不过,杨灿刚刚回来,这堂上也是人多眼杂,重要的事情,杨灿也不会在这里丶在此时谒问她们。
杨灿在正堂暂坐,也不过是作为家主归来,接受这个院子的家人丶下人迎见罢了。
杨灿和胭脂丶朱砂闲聊了几句,便道:「明日,我下午才去阀府,上午在城主府署理公务,到时你们来见我。」
「是!」胭脂朱砂依依不舍,但也知道,青夫人在后宅只怕是已经望眼欲穿,因此只得屈膝垂眸。
只是等杨灿去了后宅,姊妹俩转身再面向满堂人时,那柔婉温婉已然不见,一对双生美少女,居然颇具森严气度。
「老爷回来了,大家平日里更要格外的守规矩丶做事要更用心。谁要是犯了错,惹得老爷不高兴,那大家谁都别想再开心。」
胭脂俏脸含霜,杏眼带煞,从她嘴里说出来的话,像是蹦出来的一颗颗冰豆子。
「小的遵命!」满堂男女,齐齐俯首,比见了杨灿时还要规矩。
内宅花厅门下,青梅领着内宅一众婆子丶丫鬟静立着。
奶妈子虽然不用喂奶了,却也依旧是照顾小小姐的人,如今正把小杨晏抱在怀里,也等在青梅身边。
这是内宅,旺财已经止步,由两名丫鬟挑灯伴着杨灿沿抄手游廊走来。
一见杨灿,青梅顿时喜上眉梢,脸颊都因之泛起了红晕。
「老爷————」青梅急忙向奶妈子示意了一下,举步迎了上去。当初那个提着剑恐吓他丶凶巴巴地要他与自家姑娘同房的青涩灵秀小丫头,如今已经是云鬟高盘的小妇人了。
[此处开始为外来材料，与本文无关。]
PR #279, opened 2024-08-17
Refactor FileReader to fix side-effect and provide extra context

sloshy:
Found this unexpected behavior when using the FileReader by defining a `Cmd` as a Scala `val`.

The code to read the `dom.File` from an input element by ID executes eagerly, before returning the final suspended `Cmd` for reading a file. This means that if you use this helper in your code as a `val` it will get the result at definition time, and not when you actually expect the `Cmd` to execute.

To fix this, I made the following changes:
* `readFile` now takes a parameter to get the `dom.File` input so that it can be provided multiple ways.
* There is a new `Result.NoFile` type that is a variant of `Result.Error` but providing the additional context that there is no file specified. This can be useful for more precise application error messages in addition to making refactoring easier.
* I extracted the `cast` functions in each helper method to their own values so the file size is smaller and it's easier to keep these in sync if their behavior should ever change.

Hope this change meets your standards and thanks again for the wonderful project!

### DIFF
--- a/tyrian/src/main/scala/tyrian/cmds/FileReader.scala
+++ b/tyrian/src/main/scala/tyrian/cmds/FileReader.scala
@@ -1,6 +1,7 @@
 package tyrian.cmds
 
 import cats.effect.kernel.Async
+import cats.syntax.all.*
 import org.scalajs.dom
 import org.scalajs.dom.Event
 import org.scalajs.dom.document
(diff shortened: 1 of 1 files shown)


davesmith00000:
Looks great, thanks @sloshy! I'm going to read it properly tomorrow when I'm slightly more awake, but I've kicked the build off in the meantime. :smiley:

tyrian/src/main/scala/tyrian/cmds/FileReader.scala
```diff
@@ -16,103 +18,88 @@ import scala.scalajs.js.typedarray
   */
 object FileReader:
 
+  val readImageCast: Result[js.Any] => Result[String] =
```
kubukoz, line 21: question: should these `*Cast` vals be private?

tyrian/src/main/scala/tyrian/cmds/FileReader.scala
```diff
@@ -16,103 +18,88 @@ import scala.scalajs.js.typedarray
...
-        case ReadType.AsText => fileReader.readAsText(file)
-        case ReadType.AsArrayBuffer =>
-          fileReader.readAsArrayBuffer(file)
-        case ReadType.AsDataUrl => fileReader.readAsDataURL(file)
-
-      p.future
+    val task = maybeGetFile.flatMap {
+      case None => Future.successful(Result.NoFile("No files on specified input")).pure[F]
+      case Some(file) =>
+        Async[F].delay {
```
kubukoz, line 75: thought: the sequence of `callback -> promise -> future -> f` seems like it should be `Async[F].async`. On top of the conversions having extra cost, it doesn't handle cancellation (which might result in memory leaking the event listener/promise in case the command gets cancelled).

It would probably be beneficial to rewrite this as `Async[F].async` and remove the event listener in case of interruption. note, I can't remember if command effects actually are interruptible.

tyrian/src/main/scala/tyrian/cmds/FileReader.scala
davesmith00000: I like this improvement of extracting them out in general, but yes I agree that they don't belong on the public interface. :+1:

tyrian/src/main/scala/tyrian/cmds/FileReader.scala
davesmith00000: > I can't remember if command effects actually are interruptible

In practice, not really. You can do it but you have to work hard to make it happen, it isn't just easily available. It is one of those topics that comes up a lot on the backend but... my hypothesis is that it's less important on the frontend, and that if you have one of those cases where it really does matter then you won't mind doing the work.

So it's a tradeoff. In this arch style, precise effect management is more difficult, but the overall code and life cycle is (IMO) simpler and cleaner (Discussions on scaling not withstanding :stuck_out_tongue:).

davesmith00000: I agree that there is a good argument for converting to `Async[F].async`, however I don't think that's @sloshy's problem. This code is an improvement, so no need to hold up the PR any longer.

But it's a good suggest, and I've [captured it as an issue](https://github.com/PurpleKingdomGames/tyrian/issues/280).

davesmith00000 (approved):
LGTM @sloshy, thanks for the work. Will hang on before merging in case anyone wants to comment. If you feel like applying the suggesting to make the extracted functions private, that would be lovely, but otherwise I'm happy. Thanks again!

tyrian/src/main/scala/tyrian/cmds/FileReader.scala
sloshy: Have been rather busy recently but I'll make a quick commit for this later tonight (or try to)

davesmith00000: Thanks @sloshy, I've been busy too, it happens. :slightly_smiling_face: 

Don't worry about it. I'm going to go ahead and merge this and then I'll quickly make the change - your efforts are appreciated! :pray:

sloshy: Ahh sorry things have been a little hectic over here. You're the best!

居移体,养移气,如今的小青梅,灵秀甜美依旧,却又多了几分小妇人的丰腴秀润。
那沁髓的风情,入骨的妩媚,如同一枝带露的玫瑰,风华夺目。
当着下人,青梅敛了敛激动的情绪,对跟上来的奶妈子怀里的小丫头笑道:「晏儿,还不叫爹。」
杨灿离开也没多久,杨宴当然认得自己父亲,欢喜得一窜一窜的,伸手要他抱。
杨灿伸手接过女儿,把她抱在怀里亲了亲,然后便抱着她,与青梅一起,在后宅婆子丫鬟向家主恭谨见礼中,迈步走向花厅。
这一刻,杨灿知足了。
要说遗憾,那就是他是「一代」,他的家还不是儿孙满堂的大家庭。
要不然,今天回府的这每一道门前,迎候的都该有他的儿子丶女儿丶孙子丶孙女。
娘稀匹的,老子拼死拚活,所求不过如此,知足了。
虽然明日,依旧要在内衅外谋中砥节砺行,值了。
花厅里暖意如春,幽香兰草摆在几上,清雅花香冲淡了清寒。
杨灿和青梅在花厅里家长里短,杨宴在杨灿怀里撒娇弄痴,一家人其乐融融。
杨灿回来时夜色已深,所以没过多久,年方三岁的杨宴便有了倦意。
青梅见了,便叫奶妈子抱了孩子去睡觉,又对杨灿温柔地道:「我叫厨下烧了甜汤,你先喝一碗暖暖胃,再去沐浴。」
杨灿笑道:「什麽叫我去沐浴,娘子须得陪我。」
屋里的丫鬟丶婆子立刻齐刷刷垂下头去,仿佛什么都没听见。
虽说二人有鱼水之欢,床第之间,青梅也向来依从郎君心意,很放得开,可现在还穿着衣裳呢,叫人多不好意思啊。
所以,小青梅娇俏的白了他一眼,一抹淡淡的晕红浮上玉脂般的肌肤。
但她并未拒绝,只咬了咬唇,媚眼如丝。
夫妻共浴,不过是寻常等闲之事,无足论矣。
简而言之,一番沐浴,寒气与乏意尽去,二人同归寝房。
青梅望一眼鸳鸯账,便在杨灿耳边嗬气如兰:「被褥都已烘得暖了呢,请夫君安歇。」
杨灿见她眼底藏不住的狡黠笑意,不由心中一动,上前一掀锦被,就见牙床之上,有佳人静卧,肤光胜雪。
潘小晚抬眸向他望来,嫣然含笑,一榻风光。